The holiday season is a time for celebrating with friends and family. But in the office, it can be a bit stressful when trying to navigate time-off requests, diverse religious/ethnic backgrounds and beliefs, and the always controversial office holiday party and gift-giving.
The holiday season is also a very busy time of year. In addition to personal demands on one’s time, there are often important projects and deadlines to meet before year-end. In this seasonal scramble, having effective corporate policies in place can help reduce confusion and alleviate some of the pressure.
Here are four tips to keep in mind when thinking about your corporate holiday policies.
1. Aim for fairness when negotiating PTO time
Don’t be surprised if every employee at your company wants time-off throughout the month of December. The unfortunate reality is that there is still work that needs to be done. Creating a holiday time-off policy that is centered on fairness and empathy can help you avoid any bad feelings.
Using a first-come, first-served approach has become the go-to method for many organizations dealing with this sticky situation. This helps employers plan ahead for coverage, while acknowledging that some workers may still have to work on the days surrounding the holidays to keep the business functioning.
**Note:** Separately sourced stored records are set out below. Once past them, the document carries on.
PR #8889, opened 2023-10-22
Chores: Tidying up the view transition router

martrapp:
## Changes

Chores: View transition router
- Simplification
- Documentation
- Improved comprehensibility and maintainability

No changes in functionality

## Testing

Small changes for less flaky executions

## Docs

n/a not even a change set ;-)

### DIFF
--- a/packages/astro/e2e/view-transitions.test.js
+++ b/packages/astro/e2e/view-transitions.test.js
@@ -1,5 +1,5 @@
 import { expect } from '@playwright/test';
-import { testFactory } from './test-utils.js';
+import { testFactory, waitForHydrate } from './test-utils.js';
 
 const test = testFactory({ root: './fixtures/view-transitions/' });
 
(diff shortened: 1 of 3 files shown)


packages/astro/e2e/view-transitions.test.js
```diff
@@ -696,7 +697,7 @@ test.describe('View Transitions', () => {
 		await page.goto(astro.resolveUrl('/client-only-three'));
 		let msg = page.locator('#name');
 		await expect(msg).toHaveText('client-only-three');
-		await page.waitForTimeout(400); // await hydration
+		await page.waitForTimeout(1000); // await hydration
```
bluwy, line 700: Not a big fan of `waitForTimeout` 😅 In this case for hydration, could it be swapped to the `waitForHydrate` util?

We could also create utils that wait for events like `astro:page-load` and `astro:after-swap` so it runs more reliably.

martrapp: Thank you, good point, I wasn't aware of those!

ematipico (approved):

packages/astro/e2e/view-transitions.test.js
martrapp: All `waitForTimeout`s gone.

bluwy (approved):

Issue #9133, opened 2023-11-19
Port conflict


cdtut:
### Astro Info

```block
Node                     v20.8.0
System                   Linux (x64)
```

### Describe the Bug

Start `astro dev` and it start on 4321. Start `astro dev` again and it start on next available port 4322.

Run `astro preview` and there is error `EADDRINUSE: address already in use ::1:4321`.

Run `node dist/server/entry.mjs` and it say `[@astrojs/node] Server listening on http://127.0.0.1:4321` even though process already running on 4321.

### What's the expected result?

1. `astro preview` should open on next available port 4322.
2. `node dist/server/entry.mjs` should have error `EADDRINUSE: address already in use ::1:4321`.
3. `astro preview` should have command line option `--port` and astro config file option to change port to try first.
4. node adapter should have host and port options that are used as default if environment variable not given. Not every build process can provide environment variables (https://docs.astro.build/en/guides/integrations-guide/node/#runtime-environment-variables).

```
adapter: node({
    host: "0.0.0.0",
    port: "4321"
})
```

### Link to Minimal Reproducible Example

https://stackblitz.com/edit/github-1o5lsw

### Participation

- [ ] I am willing to submit a pull request for this issue.

cdtut:
There is `server.host` and `server.port` which is used by dev server and node adapter. `host` and `port` should be possible to pass to node adapter to be different from dev which is needed if running dev and build together.

Another problem is passing `host: "0.0.0.0"` prints `[@astrojs/node] Server listening on http://localhost:4321` but should print `0.0.0.0` instead of `localhost`. To be consistent with how it's printed in other places `Error: listen EADDRINUSE: address already in use 0.0.0.0:4321`.

matthewp:
@bluwy surprising to me, we are fully using Vite for preview server now, right?

bluwy:
We use Vite's preview server for `astro preview` only (mostly for static sites). The nodejs adapter's preview server is rather simple and doesn't handle it specially, but maybe we're swallowing the `EADDRINUSE` error somewhere.

bluwy:
> 1. `astro preview` should open on next available port 4322.

When using an adapter, `astro preview` would route to their implementation, and it's not always possible to expect them to auto-increment the port if it's already occupied. So I don't think this behaviour should be expected by default.

> 2. `node dist/server/entry.mjs` should have error `EADDRINUSE: address already in use ::1:4321`.

[...]

PR #9661, opened 2024-01-11
Adapter enhancements

ematipico:
## Changes

Closes https://github.com/withastro/astro/issues/9133

## Docs
- https://github.com/withastro/docs/pull/6315


sarah11918 (approved):
For the sake of completeness, approving the changeset for docs as long as the little tense grammar nit is fixed, one way or the other!

porl:
For some reason when I use this merged version `8.0.0` rather than `7.0.4` I get an error on my docker server with Traefik of `bad gateway`. Rolling back to `7.0.4`  works as expected. No errors in any logs I can find and the node server claims it is running fine on the correct IP and port. Running the `node` server on my local dev machine has no problems, so I assume it is something specific to the way Traefik tries to access the port.

Not sure how I can replicate this outside of my production server I'm afraid, so I don't know how helpful this is.

Issue #9370, opened 2023-12-07
HMR error after astro v4 upgrade


abolajibisiriyu:
### Astro Info

```block
Astro                    v4.0.3
Node                     v18.17.1
System                   macOS (x64)
Package Manager          yarn
Output                   static
Adapter                  none
Integrations             @astrojs/tailwind
```

### Describe the Bug

- I upgraded to astro v4
- I made changes to my `Footer` component (referenced in `Layout`); no HMR happened
- Then manually saved(`CMD` + `S`) `Layout` file (I did this to trigger HMR); got this behaviour 

`console`
<img width="1387" alt="Screenshot 2023-12-08 at 00 06 03" src="https://github.com/withastro/astro/assets/8493924/cd7538ed-945c-4b0d-a675-f1ae6be930cb">

`browser`
<img width="1678" alt="Screenshot 2023-12-08 at 00 06 23" src="https://github.com/withastro/astro/assets/8493924/3433c772-402d-4a2b-8874-459845480402">

The link to the example(basic astro v4) doesn't seem to throw any errors, but doesn't reflect the changes(💡 making changes to `Footer`)

### What's the expected result?

I expected my changes to reflect in the browser with no errors

### Link to Minimal Reproducible Example

https://stackblitz.com/edit/github-ztyzx4?file=src%2Flayouts%2FLayout.astro

### Participation

- [X] I am willing to submit a pull request for this issue.

jacobthesheep:
Yeah, is anyone else noticing this? I have to refresh the page to see changes.

jtag05:
Also experiencing this issue.

natemoo-re:
Thanks for the report! Presumably this is an issue affecting any Vite 5 users since Astro's HMR logic hasn't changed at all. We'll take a look at this as soon as we can!

natemoo-re:
I was able to reliably reproduce this and track it to one spot in our code! I've never had such luck with an HMR issue before. Hoping to get this fixed ASAP!

jacobthesheep:
Does have anything to do with `data-astro-source-file` on all the elements in dev mode?

bluwy:
> Does this have anything to do with `data-astro-source-file` on all the elements in dev mode?

No, it's related to how Vite 5 handles HMR with circular imports as Tailwind tends to do that :(

---

[...]

PR #9664, opened 2024-01-11
Add fallback compile for astro script and style load

bluwy:
## Changes

Helps https://github.com/withastro/astro/issues/9370 but does not fix it yet. This should reduce the occasional parsing error due to missing Astro compilation cache for its scripts and styles modules, which can often happen in HMR.

It does not fix the issue due to a Vite bug explained in https://github.com/withastro/astro/issues/9370#issuecomment-1887366837. I'm still trying to figure that out, but if I can't, I can probably add a workaround in a later PR too.

## Testing

Tested manually with the issue's repro. I didn't add a test as the bug still exists, but it should not break other tests.

## Docs

n/a. bug fix.

### DIFF
--- a/packages/astro/src/vite-plugin-astro/index.ts
+++ b/packages/astro/src/vite-plugin-astro/index.ts
@@ -27,6 +27,7 @@ interface AstroPluginOptions {
 export default function astro({ settings, logger }: AstroPluginOptions): vite.Plugin[] {
 	const { config } = settings;
 	let resolvedConfig: vite.ResolvedConfig;
+	let server: vite.ViteDevServer;
 
 	// Variables for determining if an id starts with /src...
 	const srcRootWeb = config.srcDir.pathname.slice(config.root.pathname.length - 1);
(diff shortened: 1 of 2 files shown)


packages/astro/src/vite-plugin-astro/index.ts
```diff
@@ -46,9 +50,18 @@ export default function astro({ settings, logger }: AstroPluginOptions): vite.Pl
 			}
 			// For CSS / hoisted scripts, the main Astro module should already be cached
 			const filename = normalizePath(normalizeFilename(parsedId.filename, config.root));
-			const compileResult = getCachedCompileResult(config, filename);
+			let compileResult = getCachedCompileResult(config, filename);
 			if (!compileResult) {
-				return null;
+				// In dev, HMR could cause this compile result to be empty, try to load it first
+				if (server) {
+					await server.transformRequest('/@fs' + filename);
```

Another option some companies have is to shut down operations for a couple of days. While not feasible for every organization, it can prevent a lot of stress and resentment.
2. Acknowledge the diversity of beliefs
Your office should be a place where people of various belief systems and religions can feel comfortable – not to mention, anti-discrimination laws protect this right. Make your holiday parties non-denominational and use secular decorations to add some festive flair to the office. Note that while an employer cannot put up decorations with overt religious connotations, employees are free to decorate their work space according to their personal beliefs.
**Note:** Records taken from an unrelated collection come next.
PR #9666, opened 2024-01-11
Force re-execution of Partytown's head snippet on view transitions

martrapp:
## Changes

Just before the view transition swap(), remove the Partytown `<head>` snippet.
This forces a re-execution on the target page.

## Testing

Manually tested

## Docs
n.a. / bug fix

### DIFF
--- a/packages/integrations/partytown/src/index.ts
+++ b/packages/integrations/partytown/src/index.ts
@@ -21,7 +21,7 @@ export default function createPlugin(options?: PartytownOptions): AstroIntegrati
 	let partytownSnippetHtml: string;
 	const partytownEntrypoint = resolve('@builder.io/partytown/package.json');
 	const partytownLibDirectory = path.resolve(partytownEntrypoint, '../lib');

3. Be careful about giving gifts
When it comes to gift-giving in the office, it pays to make a list and check it twice – or maybe even three times for good measure. Gifts should be appropriate, both in item and price.
“Give clients, employees and colleagues gifts in line with your organization’s values and standards, and keep in mind that what you give directly reflects your judgment and professionalism,” said Stephen Paskoff, CEO of workplace learning company ELI, in an interview with SungardAS through Forbes BrandVoice.
If you want to recognize employees for their good work, recognize all of them to avoid hard feelings. Do your best to make gifts personal and heartfelt – no one wants to feel like they’re receiving a cookie-cutter present. Even a handwritten thank-you note can make a big impact.
4. Throw safe parties
Unfortunately, the corporate holiday party can be prime breeding ground for HR problems. Help make sure everyone stays safe by reminding employees that the office code of conduct also applies at the event. It’s also a smart idea to limit the time that employees can buy drinks, and even hold the party off-site so that professional bartenders, who can better recognize when someone has been drinking too much, can be responsible for serving the drinks.
Be safe. Be smart. Have fun. Happy Holidays from all of us at PeopleStrategy!